Sales growth is calculated by selecting two equivalent periods, determining how many sales have increased between periods and then dividing the amount of the increase by the sales value at the starting point of the comparison. For example, if a company had $ 1 billion in revenue in 2018 and $ 1.5 billion in 2019, you would subtract $ 1 billion from $ 1.5 billion to get an increase of $ 500 million. You would then divide the figure of $ 500 million by $ 1 billion to get 0.5 – or a growth rate of 50%.

Companies won’t always disclose specific sales figures for their AI projects. In many cases, the fruits of AI initiatives will be incorporated into multiple business segments of the company. However, it’s a good idea to keep track of sales momentum when investing in the AI ​​space.

If a company presents specific figures for a business segment focused on artificial intelligence, it is something worth paying attention to as it also evaluates the company’s overall sales trends. If the specific sales data of the AI ​​are not disclosed, the evaluation of the general dynamics of revenues should still provide a valid indicator of the demand for the company’s products.


The P / E ratio is one of the most useful and widely used tools for analyzing stock valuations. It is calculated by taking a company’s stock price and dividing it by its earnings over twelve months. The P / E value can be considered as a representation of how many years of profits at that level would be required to generate profits that were added to the share price at the time of purchasing the stock.

Investors can compare the P / E ratio of stock to other companies in the same sector, the average P / E value of that sector or the broader market. A lower P / E value may indicate that a stock is undervalued, but you should also evaluate how quickly a stock’s earnings are increasing because this also determines how quickly the stock will match and exceed the price at which you bought the stock.


Companies that are growing faster will tend to have higher P / E ratios because investors are willing to pay more for a stock if they expect that the profits it is generating will continue to increase at a rapid pace.

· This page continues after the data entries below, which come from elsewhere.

PR #2965, opened 2025-02-19
[release-6.0] LOG-6756: Add timestamp to fix console

cahartma:
### Description
Manual backport for 6.0.    This fixes the console and aligns `timestamp` with the existing `@timestamp`   We are still awaiting a Loki update to time-based sharding that will prevent any date concern as originally discussed in the ticket.   

We will want to wait until the Loki update is implemented before marking this as resolved.

/assign @jcantrill

### Links
- https://issues.redhat.com/browse/LOG-6755
- release-6.1: https://issues.redhat.com/browse/LOG-6755
- clone of 6.2: https://issues.redhat.com/browse/LOG-6222


hack/logsamples/viaq_journal.json
```diff
@@ -1,5 +1,5 @@
 {
-  "@timestamp": "2023-10-17T20:46:29.048949Z",
+  "timestamp": "2023-10-17T20:46:29.048949Z",
```
jcantrill, line 2: Why did @timestamp disappear for journal?

test/helpers/loki/receiver.go
```diff
@@ -61,6 +63,7 @@ func NewReceiver(ns, name string) *Receiver {
 			"-server.grpc-max-recv-msg-size-bytes", "20971520",
 			"-distributor.ingestion-rate-limit-mb", "200",
 			"-distributor.ingestion-burst-size-mb", "200",
+			"-validation.discover-log-levels=false",
```
jcantrill, line 66: Why does this fail now and didn't before this submission?

test/matchers/log_format_test.go
```diff
@@ -53,14 +53,14 @@ var _ = Describe("Log Format matcher tests", func() {
 	It("match same time value", func() {
 		timestamp := "2013-03-28T14:36:03.243000+00:00"
 		nanoTime, _ := time.Parse(time.RFC3339Nano, timestamp)
-		Expect(types.AllLog{ContainerLog: types.ContainerLog{ViaQCommon: types.ViaQCommon{Timestamp: nanoTime}}}).
-			To(FitLogFormatTemplate(types.AllLog{ContainerLog: types.ContainerLog{ViaQCommon: types.ViaQCommon{Timestamp: nanoTime}}}))
+		Expect(types.AllLog{ContainerLog: types.ContainerLog{ViaQCommon: types.ViaQCommon{TimestampLegacy: nanoTime}}}).
```
jcantrill, line 56: shouldnt we be testing for population of both values since we are sending both for backwards compatibility?

test/helpers/loki/receiver.go
cahartma: Updated version of loki is the cause.   Robert is aware and confirmed this is necessary.

test/matchers/log_format_test.go
cahartma: The original idea was we wanted to remove the original field because we determined it has no value.   As an alternative, we kept both to help ensure no regression issues.    Should we be concerned about testing an unused field?

hack/logsamples/viaq_journal.json
cahartma: Good catch, I can't recall off hand.    Will investigate, as I suspect I had a reason for doing so.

The PEG ratio measures the relationship between a company’s price-to-earnings multiple and its earnings growth rate and is calculated by dividing the P / E ratio by the percentage rate at which earnings have increased (or is expected that increase) over twelve months.

A PEG ratio of less than one can indicate that a stock is undervalued by the market because it suggests that the rate of earnings growth is not fully reflected in the company’s share price. However, investors also need to keep in mind that earnings can be erratic and that investments in initiatives such as AI can mean that companies see a reduction in profits in the short term to create the potential for greater long-term profits.


Some AI stocks will not be consistently profitable or may have such small profits that the P / E ratio is relatively unreliable as a valuation tool. In these cases, it may be useful to measure the valuation of a company with the amount of revenue it is generating.

The P / S ratio is calculated by dividing a company’s stock price by its sales per share over an annual period. The P / S ratio can also be calculated by dividing the company’s market capitalization by its total sales over an annual period.

The companies that lead the charge to AI

As PricewaterhouseCoopers suggests for $ 15.7 trillion in global economic value generated by the effects of artificial intelligence in 2030, no shortage of companies will benefit from advances in AI technology. As with the Internet, the far-reaching effects of artificial intelligence mean that nearly every industry under the sun will be affected in some way. However, the big winners could be a fairly concentrated group.

The development of AI technology requires capital and resources, and the evolution of the advanced deep learning system depends on access to huge amounts of new data. As a result, the companies at the forefront of this revolutionary technology push tend to be tech giants with large capital and pre-existing business positions that have helped launch their AI initiatives.